Sabtu, 19 March 2022 10:20 UTC
DEMO. Demo mahasiswa dan pelajar Papua di Jember mengecam perpanjangan Otsus dan pembentukan provinsi baru di Papua, Sabtu, 19 Maret 2022. Foto: Faizin Adi
JATIMNET.COM, Jember – Puluhan mahasiswa yang tergabung dalam Front Pelajar dan Mahasiswa Papua Jember (Forpemapje) menggelar aksi demo menentang rencana pembentukan provinsi baru di Papua. Mereka berorasi dari depan kampus Universitas Jember (Unej) menuju gedung DPRD Jember untuk menyampaikan aspirasinya, Sabtu, 19 Maret 2022.
“Pembentukan provinsi baru disertai Daerah Otonomi Baru (DOB) bisa berakibat pada penambahan personel militer dan polisi dengan pembangunan Kodam, Korem, Kodim, hingga Koramil baru. Hal ini bisa berpotensi meningkatkan kasus kekerasan dan pelanggaran HAM baru,” ujar Yeris Karoba, salah satu juru bicara mahasiswa asal Papua.
Penambahan personel keamanan, menurut Yeris, lebih bertujuan untuk mengamankan kepentingan perusahaan-perusahaan besar yang beroperasi di Papua ketimbang untuk rakyat setempat.
BACA JUGA: Kecam Otonomi Khusus, Mahasiswa Papua Gelar Demo
“Kami mendesak pemerintah segera menyelesaikan kasus-kasus pelanggaran HAM yang ada di Papua selama bertahun-tahun,” kata mahasiswa Jurusan Ilmu Komputer Unej ini.
Wacana pembentukan provinsi baru dan DOB mengemuka seiring dengan rencana perpanjangan Otonomi Khusus (Otsus). Sebelumnya, provinsi yang dulunya bernama Irian Jaya sudah dimekarkan menjadi dua provinsi seiring dengan pemberlakukan Undang-Undang Nomor 21 Tahun 2001 tentang Otonomi Khusus (Otsus), yakni Provinsi Papua dan Papua Barat.

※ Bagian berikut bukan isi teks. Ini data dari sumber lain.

PR #1411, opened 2025-11-17
correct lengthRemain handling into message_read.readMessageV2

Dmitriy-Kulagin:
In topic with log compaction the incorrect handling of lengthRemain into readMessageV2 lead to endlessly reading of the same compacted batch. It is happens because skipping offset to batch.lastOffset assumes that lengthRemain ==0 but without this correction lengthRemain became negative and comparison with zero doesn't work.

### DIFF
--- a/message_reader.go
+++ b/message_reader.go
@@ -292,6 +292,10 @@ func (r *messageSetReader) readMessageV2(_ int64, key readBytesFunc, val readByt
 			// stack. here we set the parent count to 0 so that when the child set is exhausted, the
 			// reader will then try to read the header of the next message set
 			r.readerStack.parent.count = 0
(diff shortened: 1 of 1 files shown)


Dmitriy-Kulagin:
I'm pretty sure that this MR can fix several different issues that I've described in this [issue](https://github.com/segmentio/kafka-go/issues/1416)

Dmitriy-Kulagin:
The squasing of commits helped to pass all checks!

Dmitriy-Kulagin:
@petedannemann @hhahn-tw please review it please 🙏  or suggest somebody else who can finally merge it. 
issue [1416](https://github.com/segmentio/kafka-go/issues/1416) has been opened months ago without any reaction.

PR #1434, opened 2026-04-26
feat: implement KIP-392 (consumer rack-aware fetching)

GlebShipilov:
## What

Adds support for KIP-392 (follower fetching), which lets a consumer
fetch records from the closest in-rack replica instead of always going
to the partition leader. This cuts cross-AZ traffic and tail latency in
multi-rack Kafka clusters.

### KIP-392 core (wire format + routing)

- `fetch.go`: added `RackID` field on `FetchRequest`,
  `PreferredReadReplica` field on `FetchResponse`.
- `reader.go`: added `Rack` option on `ReaderConfig`. When set, the
  reader passes it through to every fetch.
- `dialer.go`: added `RackID` on `Dialer` so the low-level `Conn` API
  can be rack-aware too.
- `conn.go`: handles the v11 fetch response header, decodes the
  `PreferredReadReplica` field, and exposes it on `Batch`.
- `batch.go`: new `PreferredReadReplica()` accessor on `Batch`.
- `read.go`, `write.go`, `protocol.go`: small plumbing changes to carry
  the new field through the wire format.
- `protocol/fetch/fetch.go`: tagged `RackID` on the request and
  `PreferredReadReplica` on the response per partition for v11+.

### Drain in-flight batch before reconnecting

When the `PreferredReadReplica` in a fetch response differs from the
cached value, upstream would immediately close the batch and connection,
discarding unread records. This PR sets a `prrChanged` flag, delivers
every record from the batch first, then signals `errPreferredReadReplicaChanged`
to the run loop. The reconnect happens between batches, not mid-batch.

### ISR-only replica selection

`dialPreferredReplica()` resolves the preferred replica against `p.Isr`
(not `p.Replicas`). A broker that is in the replica set but out of ISR —
because it is offline or lagging — is skipped. This matches the Java
client's behavior and prevents fetching from a stale follower.

### Clear preferred replica on `NotLeaderForPartition`

When a `NotLeaderForPartition` error arrives while connected to a
preferred follower, the reader now clears the preference and adds the
replica to the cooldown cache before falling back to the leader.
Without this, `initialize()` would re-dial the same failed follower
in a tight loop.

### Clear preferred replica on follower `OffsetOutOfRange`

An `OffsetOutOfRange` from a follower is not authoritative because
follower offsets can lag behind the leader's. The reader now drops
the preference and lets `initialize()` reconnect through the leader,
whose first/last offsets are the only ones trusted for the reset
decision.

### Negative cache for failed preferred replicas

A per-reader `preferredReadReplicaCooldown` map records an "ignore
until" timestamp for each recently-failed replica. Subsequent fetch
responses that re-advertise the same broker id are silently ignored
until the 5-minute cooldown expires. Without this the broker
re-suggests the same dead replica on every fetch and the reader
live-locks in a dial→fail→fallback→re-suggest loop.

### `SeekDontCheck` on follower connections

In `initialize()`, when the reader is about to seek on a KIP-392
follower, it uses `SeekAbsolute|SeekDontCheck` instead of plain
`SeekAbsolute`. This skips the `ListOffsets` validation call, which
followers reject with `NotLeaderForPartition` (only leaders serve
`ListOffsets`). The offset has already been validated by the leader
on the prior fetch.

### Resolve `FirstOffset`/`LastOffset` via leader before follower dial

When the reader needs to resolve `FirstOffset` or `LastOffset` (e.g.
after a group rebalance), it now dials the leader first to call
`ReadOffsets`, materializes the concrete offset, then re-dials the
preferred follower for the actual fetch path. This avoids sending
`ListOffsets` to the follower.

### Follower's `PreferredReadReplica = -1` is a heartbeat

Per KIP-392, `-1` from a follower the reader is already pinned to means
"stay with me" (the follower does not advertise itself as its own
preference). `-1` from the leader means "no preferred replica, stay on
me." The reader now tracks `connectedToFollower` to disambiguate these
two cases: when connected to the follower, `-1` refreshes the TTL
instead of triggering a reconnect. Without this the reader oscillates
between leader and follower every few hundred milliseconds.

## How it was tested

Ran the full test matrix locally against Kafka 2.7.0, 2.8.1, and 3.7.0
(the same versions CircleCI uses):

- `go test -race -cover ./...`
- `go test -tags=unsafe -race -cover ./...`
- `cd sasl/aws_msk_iam && go test -race -cover ./...`

All tests pass except `TestReaderConsumerGroup`, which is a pre-existing
nil-pointer panic on `main` unrelated to this change.

### Chaos testing on a live cluster

Ran a structured chaos protocol against a 10-broker, 3-rack Strimzi
cluster (KRaft mode, RF=3, MIRR=2) with a `go-kafka-consumer` highlevel
consumer reading 10 partitions. The protocol covers every failure mode
the resilience fixes are designed for:

| step                   | action | exercises |
|------------------------|---|---|
| 1 — negative control   | kill broker with 0 partitions in fetch path | baseline sanity |
| 2 — follower-only kill | kill broker we follower-fetch 1 partition from | batch draining, ISR check, cooldown |
| 3 — leader kill        | kill partition leader (we fetch from follower) | `NotLeaderForPartition` clearing, KIP-392 proof point |
| 4 — biggest blast      | kill broker with 5 affected partitions (leader + follower roles) | all of the above under stress |
| 5 — cooldown re-test   | re-kill same broker as step 2 within 5 min | negative cache suppression |
| 6 — KRaft controller   | kill 1 of 3 controllers | quorum resilience (no consumer impact) |
| 7 — full-rack outage   | kill all 5 in-rack brokers simultaneously | cross-rack fallback + re-pin after recovery |

**Results:** zero `Not Leader For Partition` errors, zero
`fetch_message_failed`, zero routing oscillations, all partitions
resumed committing within 60 s of each kill. Full report in
[`KAFKA_OUTAGE_TEST_REPORT.md`](https://github.com/exness/kafka-go/blob/main/KAFKA_OUTAGE_TEST_REPORT.md).

## Notes on the `PreferredReadReplica = -1` edge case

This is the part that's easy to get wrong. Per KIP-392, a value of `-1`
means different things depending on which broker sent it:

- `-1` from the leader means "no preferred replica for you, stay on the
  leader" — the client must drop any cached follower.
- `-1` from a follower that the client is already cached on means
  "stay with me" — the client must keep the cache.

If both cases are treated the same, the consumer oscillates between
leader and follower on every fetch and the optimization is silently
broken. The `connectedToFollower` flag disambiguates the two cases,
matching the Java client behavior.

## Backwards compatibility

The new fields default to zero values, so consumers that don't set
`RackID` see no behavior change. Brokers older than Fetch v11 simply
ignore the field. All resilience mechanisms are inert when
`preferredReadReplica` is `-1` (the default).

### DIFF
--- a/batch.go
+++ b/batch.go
@@ -28,7 +28,11 @@ type Batch struct {
 	partition     int
 	offset        int64
 	highWaterMark int64
-	err           error
+	// preferredReadReplica is the broker id (>=0) the broker would prefer
+	// the consumer fetch from for this partition (KIP-392). -1 means no
+	// preference (fetch from leader).
+	preferredReadReplica int32
+	err                  error
 	// The last offset in the batch.
 	//
 	// We use lastOffset to skip offsets that have been compacted away.
@@ -49,6 +53,17 @@ func (batch *Batch) Throttle() time.Duration {
 // HighWaterMark returns the current highest watermark in a partition.
 func (batch *Batch) HighWaterMark() int64 {
 	return batch.highWaterMark
+}
+
+// PreferredReadReplica returns the broker id of the replica the kafka broker
+// recommends the consumer fetch from for this partition, as introduced in
+// KIP-392 (Allow Consumers to Fetch from Closest Replica). A value of -1
+// means no preference and the consumer should keep fetching from the
+// partition leader. The value is only populated when the connection
+// negotiated Fetch v11 or higher and the broker chose a preferred replica;
+// otherwise it is -1.
+func (batch *Batch) PreferredReadReplica() int32 {
+	return batch.preferredReadReplica
 }
 
 // Partition returns the batch partition.
--- a/conn.go
+++ b/conn.go
@@ -54,6 +54,7 @@ type Conn struct {
 	fetchMinSize  int32
 	broker        int32
 	rack          string
+	clientRack    string
 
 	// correlation ID generator (synchronized on wlock)
 	correlationID int32
@@ -90,6 +91,13 @@ type ConnConfig struct {
 	Partition int
 	Broker    int
 	Rack      string
+
+	// ClientRack is the consumer's rack id used by the broker to determine
+	// the closest replica to fetch from (KIP-392). When set and the broker
+	// supports Fetch v11 or higher, the rack id is sent in fetch requests
+	// and the broker may direct the consumer to read from a follower
+	// replica that is closer to the consumer.
+	ClientRack string
 
 	// The transactional id to use for transactional delivery. Idempotent
 	// deliver should be enabled if transactional id is configured.
@@ -179,6 +187,7 @@ func NewConnWith(conn net.Conn, config ConnConfig) *Conn {
 		partition:       int32(config.Partition),
 		broker:          int32(config.Broker),
 		rack:            config.Rack,
+		clientRack:      config.ClientRack,
 		offset:          FirstOffset,
 		requiredAcks:    -1,
 		transactionalID: emptyToNullable(config.TransactionalID),
@@ -777,7 +786,7 @@ func (c *Conn) ReadBatchWith(cfg ReadBatchConfig) *Batch {
 		return &Batch{err: dontExpectEOF(err)}
 	}
 
-	fetchVersion, err := c.negotiateVersion(fetch, v2, v5, v10)
+	fetchVersion, err := c.negotiateVersion(fetch, v2, v5, v10, v11)
 	if err != nil {
 		return &Batch{err: dontExpectEOF(err)}
 	}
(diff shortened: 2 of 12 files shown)


GlebShipilov:
@petedannemann, can you have a look, please?
I believe rack awareness functionality should be useful for kafka-go library

aartal:
Hi, we're running `segmentio/kafka-go` against Amazon MSK with rack awareness enabled and hit this exact gap. When broker-side rack awareness is switched on, consumers immediately throw `Inconsistent Group Protocol` errors. The existing `RackAffinityGroupBalancer` handles client-side assignment but doesn't cover the KIP-392 wire-level `RackID` in Fetch requests — which is exactly what this PR addresses.

Would love to see this reviewed and merged. Happy to help test against MSK if useful. 🙏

Para mahasiswa menilai, wakil atau elit Papua yang diajak berdialog oleh pemerintah pusat terkait rencana perpanjangan otsus tidak mewakili kepentingan dan aspirasi akar rumput rakyat Papua.
“Mereka, para elit Papua, tidak mendengar aspirasi dari rakyat Papua yang disuarakan oleh 113 organisasi yang tergabung dalam Petisi Rakyat Papua (PRP). Petisi tersebut tegas menolak keberlanjutan Otsus Papua,” kata Yeris.
BACA JUGA: Pelanggaran HAM Tak Diusut Tuntas, Mahasiswa Papua Tuntut Referendum
Selama lebih dari dua dasawarsa pemberlakuan Otsus, anggaran triliunan rupiah sudah dikucurkan pemerintah pusat kepada pemerintahan daerah di Papua. Namun, mahasiswa menuduh dana tersebut lebih banyak dikorupsi elit-elit atau pejabat Papua.
“Hasil Otsus tidak dinikmati rakyat Papua, tetapi uangnya dimakan oleh para elit yang korup. Mereka mengkhianati kepentingan rakyat. Sayangnya, penegakan hukum di Papua lemah dan korupsi dibiarkan,” tutur Yeris.
Mahasiswa menilai Otsus di Papua gagal karena korupsi berlangsung secara sistematis dan ada praktik pembiaran. “Kami juga mendesak pengesahan segera Rancangan Undang-Undang Penghapusan Kekerasan Seksual (RUU PKS),” kata Yeris.